We're about to get the 2-for-1 argument that we heard in 1992, but now the Clintons may disagree on who the one is. Bill seems much more focused on Bill rather than Hillary. This may explain why Hillary had Bill locked away for much of the early campaign, rather than upstaging her day after day on the trail.

Hillary's problem is that she's worse for her campaign than Bill. She has proven herself particularly inept at shaking off the image of a dragon lady, which might actually help in a general election, given the emphasis on national security. If she had campaigned like a Lady Thatcher for the US, it might even have been a positive. However, she spent most of the campaign vacillating on Iraq, Iran, and immigration, the latter of which sent her campaign into a tailspin. Tough sells, but wishy-washy and cranky does not.

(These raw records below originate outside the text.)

PR #1880, opened 2025-08-06
Add pihole-FTL bash completion

yubiuser:
Adds the FTL bash completion to the image. Depends on https://github.com/pi-hole/pi-hole/pull/6376

### DIFF
--- a/src/Dockerfile
+++ b/src/Dockerfile
@@ -90,7 +90,8 @@ RUN cd /etc/.pihole && \
     install -Dm755 -d /var/log/pihole && \
     install -Dm755 -d /var/lib/logrotate && \
     install -Dm755 -t /usr/local/bin pihole && \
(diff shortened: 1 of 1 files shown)


yubiuser:
Un-draft once the `core` PR has been merged. Otherwise test will always fail.

yubiuser:
Core and FTL branch have been merged into development.

rdwebdesign:
Are you sure this is needed?

I think the Core PR will already install the files.

yubiuser:
If we want the feature on docker, we need this PR. On bare metall the completion file is installed with the installer, but on docker we don't run the installer and therefore need to copy the file manually.
We do the same for 'pihole' bash completion already

PromoFaux (approved):
This should also fix failing builds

Like it or not, Hillary needs Bill just to win the nomination, let alone winning a general election. Robinson points out that the necessity of Bill brings some very clear dangers. He showed that in his suggestion last week that Hillary would seek the counsel of George H W Bush, followed by the inexplicable suggestion that Poppy would go on a world tour with him to apologize for his son. The elder Bush, clearly annoyed with his new friend, reminded him that America had no need to apologize to anyone.

Bill's a loose cannon -- or in the words of the song, a flibbertigibbet with danger of becoming a clown at times. No one likes a clown for a chief spokesman, and voters may not want to put one in the White House, as First Spouse or otherwise.